To reach these figures, Flores promised to give growers tools to take advantage of high prices. The administration will offer credit to grain farmers and improve roads that transport harvests, he said. The ministry will also sign an accord with the National Insurance Institute (INS) to offer inexpensive policies to cover harvest failures.

The plan could cost about ¢7,000 million ($14 million), he said.

The proposal is a good start, said Oscar Campos, a leading member of the National Rice Association (CONARROZ). But Arias should have announced it in the presence of all his ministers, Campos said.

Instead, Flores gave a solitary press conference. It’s a sign, Campos said, that the administration may not give Flores the support he needs to implement the plan.

“It’s stubborn not to declare a state of emergency and give this crisis the attention it deserves,” Campos added.

Rice Fever

Of all the basic grains, rice is perhaps most important to the Tico diet. The average Costa Rican consumes more than a kilogram each week, and the dish is often present at all three meals.

Rice is the only product whose price is fixed by the government. Since January, rice has cost ¢443 per kilogram (about 89¢).

Campos expects that figure to increase in July, when the Economy Ministry adjusts local prices according to international prices.
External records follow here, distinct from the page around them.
Issue #1013, opened 2023-11-15
GenericStorage not creating InvestmentFlows when used with invest_relation_input_output


lensum:
When using the GenericStorage with an investment optimization approach like this:
```
electric_storage = cmp.GenericStorage(
            label="electric_storage",
            inputs={el_bus: solph.Flow()},
            outputs={el_bus: solph.Flow()},
            loss_rate=0.01,  # based on 25kW for 2.5MW self consumption
            nominal_storage_capacity=solph.Investment(
                ep_costs=elstor_epc, existing=1200, maximum=2100
            ),
            invest_relation_input_capacity=0.9375,
            invest_relation_input_output=1,
            inflow_conversion_factor=0.9,
            outflow_conversion_factor=0.8 / 0.9,  # overall efficiency of 0.8
            initial_storage_level=0,
            balanced=False,
            ),
        )
```
I get `KeyError: 'Index \'("<oemof.solph.components._generic_storage.GenericStorage: \'electric_storage\'>", "<oemof.solph.buses._bus.Bus: \'el_bus\'>", 0)\' is not valid for indexed component \'InvestmentFlowBlock.total\''`

I assume that the error might be in the internal function `_set_flows`. I defined the `self.invest_relation_input_capacity` and `self.invest_relation_input_output`, but the `_set_flows` function only considers `self.invest_relation_output_capacity` for the output flows, meaning that my output flows don't get converted into `InvestmentFlow` objects.
If I use `invest_relation_output_capacity=0.9375` instead of the `invest_relation_input_output`, the model starts to solve.

p-snft:
Shouldn't the `Flow`s be created with `nominal_value=Investment()` to allow for investments in any case?

p-snft:
Maybe, it makes sense to rewrite this thing anyway. I'd consider replacing the fixed relations between the investments by a limit to the c-rate. It would be an internal property that exists independent from the nominal values of the flows.

jokochems:
Yeah, you are right about locating this to the `_set_flows` method, @lensum , I think.
* The case of `invest_relation_input_output` is not accounted for here. In my view, a check needs to be added in `_set_flows`.
* Also, for the other cases, the type of `flow.investment` is evaluated. I think, this needs to be `flow.nominal_value` instead according to the latest structural changes.

p-snft:
[...]

PR #1217, opened 2025-09-22
Bugfix/genericstorage relations

lensum:
##   Describe your pull request as transparent as possible
This PR fixes the bug where the `invest_relation_input_output` parameter of the `GenericStorage` is not adhered to in the resulting models.

## Related issues?
The related issue is: https://github.com/oemof/oemof-solph/issues/1013

## Share your knowledge: Insights/Remarks
The reason for the "misbehavior" was, that the autogeneration for InvestmentFlows did not check the keyword. During the bugfixing, it became increasingly difficult to find a solution that would allow for all the different ways, the GenericStorage is currently used (and the corresponding implicitly expected behavior).
**Therefore, I decided that it is now required to set the `Investment` objects in the `input`, `output` and `nominal_capacity` of the storage explicitly!** 
If `invest_relation_input_capacity`, `invest_relation_output_capacity` or `invest_relation_input_output` are used, checks are performed to make sure that all required `Investment` objects are set and an `AttributeError` is thrown otherwise. Imho, this allows for more fine-grained control of the behaviour of the energy system. However, it means that behavioural patterns of users need to adjust.

### DIFF
--- a/src/oemof/solph/components/_generic_storage.py
+++ b/src/oemof/solph/components/_generic_storage.py
@@ -216,6 +216,7 @@ class GenericStorage(Node):
         # --- END ---
 
         self.nominal_storage_capacity = None
+        self.investment = None
         self._invest_group = False
         self.invest_relation_input_output = sequence(
             invest_relation_input_output
@@ -280,7 +281,7 @@ class GenericStorage(Node):
     def _check_storage_for_investment(self):
         """Checks the storage for an investment object (i.e. if investment
         into the capacity is possible)"""
-        return hasattr(self, "investment")
+        return isinstance(self.investment, Investment)
 
     def _check_invest_relations(self):
         """Checks if the passed invest_relation keywords fit the
@@ -354,7 +355,7 @@ class GenericStorage(Node):
             )
             raise AttributeError(e2)
         if (
-            hasattr(self, "investment")
+            self.investment
             and self.fixed_losses_absolute.max() != 0
             and self.investment.existing == 0
             and self.investment.minimum.min() == 0


lensum:
If anyone could point out to me what kind of problem Black has with the marked sections, I would appreciate that. I find it kind of cryptic.

src/oemof/solph/components/_generic_storage.py
p-snft, line 1: I don't get why this diff is so large. Did you change the line endings? Really hard to review, I will skip this for now and revisit it later.

p-snft (commented):
This is API breaking but it's also a fix. I would weave it through. However, before merge, at least two things are missing:

- [ ] Document changes in changelog.
- [ ] Review of _generic_storage.py. (The diff shows all lines as changed, which means it hard to identify the real changes.)

src/oemof/solph/components/_generic_storage.py
```diff
@@ -56,19 +58,19 @@ class GenericStorage(Node):
         Absolute nominal capacity of the storage, fixed value or
         object describing parameter of investment optimisations.
     invest_relation_input_capacity : numeric (iterable or scalar) or None, :math:`r_{cap,in}`
-        Ratio between the investment variable of the input Flow and the
+        Ratio between the investment variable of the input flow and the
```
p-snft, line 61: I think these had capital letters to refer to the class `Flow`.

p-snft (commented):
Now, that the line endings are fixed, there are just a few open points.

src/oemof/solph/components/_generic_storage.py
p-snft: I also have no clear preference. I just wanted to make sure that it is not changed before we have a common understanding of the previous way. In my option, 2 and 3 are cleaner than 1.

Rice became 141% more expensive on the world market between January and April.

Responding to fears about rice prices and availability, the ministry authorized the National Rice Association to import 162,000 tons of rice tariff-free to last Costa Ricans until the end of the year.

The rice will be sold to retail companies such as Wal-Mart Central America, whose stores include Hipermás, Más x Menos, Palí and Super Bodega.

Sam’s Club took a drastic move in the United States by temporarily limiting the sale of large quantities of imported rice to 80 pounds per customer. The same move is not slated for Wal-Mart Central America.

“We have contacted our rice providers in all Central American countries, and they have stated that they do not plan any changes in their deliveries,” said Aquileo Sánchez, spokesman for Wal-Mart Central America.

“Wal-Mart Central America is not applying any type of measure to limit the access of rice to our customers.”

So far, Costa Ricans have taken the rising prices calmly.

“There hasn’t been any panic,” said Yolanda Fernández, Wal-Mart’s corporate affairs manager for Costa Rica.

Molina, who lives in Tres Ríos east of San José, said she has not had the luxury of buying in bulk. Instead, she sticks to her daily grocery budget. She hates to think of a scenario in which people would begin hording at local stores.

“A crisis period would be a terrible situation,” Molina said.

Biofuels Not Yet A Food Concern in C.R.

Going green never looked so bad.

With talk of biofuels as a cause of rising food prices, global leaders are rethinking their push to produce the more environmentally friendly energy product.

Costa Rica is just getting into the biofuel game, using crops such as sugarcane and sorghum in its production. Less than 10% of those crops are being directed to biofuel locally, according to a spokesman for the Environment and Energy Ministry (MINAE).

Meanwhile, the National Oil Refinery plans to introduce a blend of ethanol and gasoline and biodiesel with regular diesel in October, according to the organization’s Web site.

MINAE representatives doubt the level of Costa Rica’s involvement in biofuel production will have a negative impact on the price of food locally.

Yet the United States is dedicating large swaths of land to corn and soybean production for eventual conversion into biofuel – acres that could have otherwise been used for food crops.

Corn and soybean prices have skyrocketed on the world market, and those costs are being passed on to consumers.

Biofuels are a renewable source of energy that produce fewer emissions and typically are made from corn, soybeans, sugarcane and beets.